Programming Languages - String Interning
By Language
C++
No interning in C++: std::string
is modifiable.
Java
JVM creates a cache pool for strings to avoid frequently creating new string objects.
In Java, when we perform any operation using the intern() method, it returns a canonical representation for the string object. A pool is managed by a String class.
When the intern() method is executed, it checks whether the String equals to this String Object is in the pool. If it is available, then the string from the pool is returned. Otherwise, this String object is added to the pool and a reference to this String object is returned. It follows that for any two strings s and t, s.intern() == t.intern() is true if and only if s.equals(t) is true.
Whenever we create a String Object, two objects will be created i.e. One in the Heap Area and One in the String constant pool and the String object reference always points to the heap area object.
From Java 7 and later, the string pool is in the (normal) heap
jshell> String s1 = new String("foo")
s1 ==> "foo"
jshell> String s2 = "foo"
s2 ==> "foo"
jshell> s1 == s2
$3 ==> false
jshell> s1.intern() == s2
$4 ==> true
Python
Strings will be interned, saved as one object, so is
is returning True
>>> S1 = 'spam'
>>> S2 = 'spam'
>>> S1 == S2, S1 is S2
(True, True)
Another example
>>> S1 = 'alonglongstring'
>>> S2 = 'alonglongstring'
>>> S1 == S2, S1 is S2
(True, True)
String with empty space, is
is returning False
>>> S1 = 'a longer string'
>>> S2 = 'a longer string'
>>> S1 == S2, S1 is S2
(True, False)
Go
Go strings are immutable, so multiple strings can share the same underlying data.
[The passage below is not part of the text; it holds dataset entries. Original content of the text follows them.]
PR #1531, opened 2026-09-15
Improve testing of complex type-forms

### LINKED ISSUE #1460: Improve testing of complex type-forms
We test quite a lot of type forms in our tests. But, we never test code like:

```python
type UserBody = Body[User]

class MyController(...):
    def post(self, parsed_body: UserBody) -> str: ...
```

This must define the correct component parser for `Body`. The same should be tested with `UserBody: TypeAlias = Body[User]`

For all the serializers.

One more thing: union type with `ResponseSpecMetadata`.

```python
class MyController(...):
    def get(self) -> Annotated[UserModel, ResponseSpecMetadata(headers={'X-Id': HeaderSpec()})] | str: ...
```

I think that there can be bugs in this code, see `unwrap_annotation` in `litestar` on how we can properly unwrap all annotations and get the metadata.

Please, add tests first. Then fix bugs if present. Feel free to discuss the design if needed.

vyhuholl:
# I have made things!

The #1460  issue asked for tests first and guessed there might be bugs. There were two.

## Components behind a `type X = Y` alias were dropped

```python
type UserBody = Body[User]

    def post(self, parsed_body: UserBody) -> str: ...
```

`get_type_hints` hands back the `TypeAliasType` object as is, so the `get_origin(component) is Annotated` check in `ComponentParserBuilder._find_components` was never true and `parsed_body` never made it into `component_parsers`. The controller still imported fine. Every request then died with `TypeError: post() missing 1 required positional argument: 'parsed_body'`. I reproduced it on `PydanticSerializer`, `PydanticFastSerializer` and `MsgspecSerializer`.

`UserBody: TypeAlias = Body[User]` was never affected — in runtime that is a plain assignment, so it is already `Annotated[...]` by the time we look at it.

## `ResponseSpecMetadata` inside a union was ignored

```python
def get(self) -> Annotated[
    User, ResponseSpecMetadata(headers={'X-Id': HeaderSpec()}),
] | str: ...
```

`ResponseSpec.__post_init__` looked for the metadata on the whole return type, and `get_origin` of a union is not `Annotated`. So `headers` and `cookies` came out `None` and the specs were gone without a word: nothing in the schema, nothing validated.

## What I changed

`dmr/types.py` gets two helpers. `unwrap_type_alias` resolves an alias to what it points at. `typing.TypeAliasType` and `typing_extensions.TypeAliasType` are separate classes, so both are checked; aliases of aliases and subscripted generic aliases (`type Payload[T] = Body[T]`) unwrap too. The loop is bounded at 15 because `type A = B; type B = A` is legal Python and would otherwise spin forever. `iter_union_members` yields the members of a union, unwrapping aliases first.

`AnnotationsContext.__call__` now unwraps every resolved hint, so the rest of the pipeline keeps working on real types instead of learning about aliases. `get_annotated_metadata` unwraps as well, for types that never pass through it — an aliased `error_model`, or a `ResponseSpec(SomeAlias, ...)` handed straight to `@validate`.

`_merge_response_spec_metadata` walks the union members and merges what it finds. Merging rather than taking the first hit is deliberate: the members describe one response, so if two of them carry headers, both belong on it.

`setup.cfg` gains a `WPS202` exemption for `dmr/types.py`; two more helpers put it one over the module-member limit.

## Tests

`tests/test_unit/test_components/test_type_aliases.py` covers all six components behind an explicit `TypeAlias`, behind `TypeAliasType`, and behind `type X = Y` (3.12+, through `exec`, the way `test_type_validation.py` already does it). Both alias classes are worth testing: on 3.14 `typing.TypeAliasType is not typing_extensions.TypeAliasType`. Nested aliases, generic aliases, the depth bound and a request-level test across all three serializers are in there too.

Union metadata tests went into `test_response_spec_meta.py`: headers merged across members, aliased return types, and a response that now gets correctly rejected for missing the header its union member declares.

One gap, on purpose. The cross-serializer request test covers Query, Body, Path and Cookies, not Headers. `HeadersComponent` passes the raw `HttpHeaders` object straight through, and pydantic wants a `BaseModel` where msgspec wants a `Struct` — no model type all three accept. That is existing behaviour and has nothing to do with aliases, so I left it. Headers behind an alias is still covered at the `component_parsers` level.

## AI Policy

## Checklist

## Related issues

Closes #1460


dmr/types.py
```diff
@@ -164,6 +181,70 @@ def infer_annotation(annotation: Any, context: type[Any]) -> Any:
     return TypeVarInference(annotation, context)()[annotation]
 
 
+def unwrap_type_alias(annotation: Any) -> Any:
```
sobolevn: I think that `types.py` is not a proper place for internal type helpers. Please, put them into `internal/types.py`

dmr/metadata.py
```diff
@@ -107,10 +109,7 @@ class ResponseSpec:
 
     def __post_init__(self) -> None:
         """If headers and cookies are not set, look for metadata and use it."""
-        metadata = get_annotated_metadata(
-            self.return_type,
-            ResponseSpecMetadata,
-        )
+        metadata = _merge_response_spec_metadata(self.return_type)
```
sobolevn: I don't think that this is a great API :( 
What will happen to other places where we call `get_annotated_metadata`? Should we change all of them?

Please, provide similar tests for other places where we call `get_annotated_metadata`, since we now know that there's a bug in our typing inspection.

What to do instead? Change `get_annotated_metadata` itself. Maybe `ResponseSpecMetadata` must now how to be merged with another `ResponseSpecMetadata`.

docs/pages/components/index.rst
```diff
@@ -49,6 +49,73 @@ All components consist of two parts:
...
+
+.. tabs::
+
+  .. tab:: type
+
+    Requires Python 3.12 or higher.
+
+    .. code:: python
+
+      import pydantic
```
sobolevn: Please, never-ever use non doctest code in the docs. This literally means "dead code with errors".

Move examples to their own files.

docs/pages/components/index.rst
```diff
@@ -49,6 +49,73 @@ All components consist of two parts:
    For example, :data:`~dmr.components.Query`
 
 
+Components behind type aliases
```
sobolevn: I would make this section just a little `.. note`.
It just works as expected, we can just say that type aliases and unions have first-class support everywhere.

docs/pages/error-handling.rst
```diff
@@ -307,6 +307,22 @@ to add missing ``X-Error-Id`` headers for your error responses.
 You can do the same for all responses, not just failing ones.
 For this, override :meth:`~dmr.controller.Controller.to_response`.
 
+When a single response is described by a union of several models,
```
sobolevn: This is not correct. We must merge the metadata in a correct way:
- `User` will be returned with `X-Error-Id` header
- `str` will be returned without `X-Error-Id` header
This is what user said.

If it were `Annotated[User | str, ResponseSpecMetadata(headers={'X-Error-Id': HeaderSpec()})]` - then both responses would have `X-Error-Id` header.

sobolevn (commented):
Please, use version-based `pragma` comments, see https://github.com/asottile/covdefaults#version-specific--pragma-no-cover

dmr/types.py
vyhuholl: Moved `unwrap_type_alias` and `iter_union_members` to `dmr/internal/types.py`. The `WPS202` exemption for `dmr/types.py` in `setup.cfg` became unnecessary, so I dropped it too.

dmr/metadata.py
vyhuholl: Reworked the union handling. `ResponseSpec.__post_init__` no longer has its own metadata lookup: `get_annotated_metadata` itself now unwraps type aliases and, for `MergeableMetadata` subclasses, merges metadata of union members. Every other call site gets alias support for free, and metadata types that cannot be combined are never read off a union.

And added tests for every metadata type we look up (`ParameterMetadata`, `MediaTypeMetadata`, `ConditionalType`, `FieldInfo`, component parsers, `ResponseSpecMetadata`).

docs/pages/components/index.rst
vyhuholl: Moved this example to `docs/examples/error_handling/union_response_headers.py`.

docs/pages/components/index.rst
vyhuholl: Rewrote the Components section into a small note.

docs/pages/error-handling.rst
vyhuholl: Fixed, thank you for correcting.

docs/pages/components/index.rst
```diff
@@ -48,72 +48,17 @@ All components consist of two parts:
...
+  both work as component annotations, including aliases of aliases
+  and subscripted generic aliases like ``type Payload[ModelT] = Body[ModelT]``.
 
-.. versionchanged:: 0.16.0
+  .. versionchanged:: 0.16.0
 
-  ``type X = Y`` aliases used to be ignored:
-  their components were silently not parsed.
+    ``type X = Y`` aliases used to be ignored,
+    their components were silently not parsed.
```
sobolevn: this was a bug, not a feature we introduced, so `.. versionchanged:: 0.16.0` should be removed from the docs.

docs/pages/error-handling.rst
```diff
@@ -307,24 +307,55 @@ to add missing ``X-Error-Id`` headers for your error responses.
...
+  ...     str | int,
+  ...     ResponseSpecMetadata(headers={'X-User-Id': HeaderSpec()}),
+  ... ]
+
+Now ``X-User-Id`` is required for both ``str`` and ``int`` responses,
+and a response without it fails validation.
+
+The same rule applies when several members are annotated:
+a header is required only when every member of the union declares it
+as required. Specs of all members end up in the documentation either way.
```
sobolevn, line 354: Add a note that this is a bad way to design new APIs. We only support it for legacy code and migrations.

New APIs must always have the same required set of headers.

tests/test_unit/test_metadata/test_response_spec_meta.py
```diff
@@ -184,76 +184,129 @@ def test_error_model_with_metadata_schema(snapshot: SnapshotAssertion) -> None:
...
+
+def test_merge_of_empty_metadata() -> None:
+    """Ensure that members without metadata merge into nothing."""
+    assert ResponseSpecMetadata.merge(None, None) is None
+
+
+class _OptionalUnionHeaderController(Controller[PydanticSerializer]):
+    @validate(ResponseSpec(_AnnotatedMember | str, status_code=HTTPStatus.OK))
+    def get(self) -> HttpResponse:
+        return self.to_response('a string without the header')
```
sobolevn, line 293: This test must return both: `str` without a header and `_AnnotatedMember` with the header dependending on a query parameter, for example. Currently we are only testing one possible path.

sobolevn:
Please, resolve merge conflicts :)

docs/pages/components/index.rst
vyhuholl: Removed

tests/test_unit/test_metadata/test_response_spec_meta.py
vyhuholl: Split `test_union_member_headers_are_optional` into `test_union_member_with_header` and `test_union_member_without_header`.

docs/pages/error-handling.rst
vyhuholl: Added a warning about this.

sobolevn (approved):

PR #1532, opened 2026-09-15
Allow bool objects in dmr.openapi.objects accept None #1437

### LINKED ISSUE #1437: Make sure all `bool` values in `dmr.openapi.objects` can also accept `None`

max0nT:
# I have made things!

## AI Policy

## Checklist

## Related issues
 - Closes #1437


sobolevn (approved):
Great stuff 🎉

PR #752, opened 2022-11-15
jobs/release: bump memory for release job

dustymabe:
We've seen the buildfetch getting killed and we think it's because we are spiking briefly above the 512Mi limit we had set for ourselves.


marmijo (approved):
LGTM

However, Go only caches strings during compilation, not the dynamic strings.
package main
import (
"fmt"
"reflect"
"unsafe"
)
// The built-in string is represented internally as a structure containing two fields:
// Data is a pointer to the string data and Len is a length of the string
type StringHeader struct {
Data uintptr
Len int
}
// stringptr returns a pointer to the string data.
func stringptr(s string) uintptr {
return (*reflect.StringHeader)(unsafe.Pointer(&s)).Data
}
s1 := "12"
s2 := "1"+"2"
fmt.Println(stringptr(s1) == stringptr(s2)) // true
// But strings generated at runtime are not interned.
s1 := "12"
s2 := strconv.Itoa(12)
fmt.Println(stringptr(s1) == stringptr(s2)) // false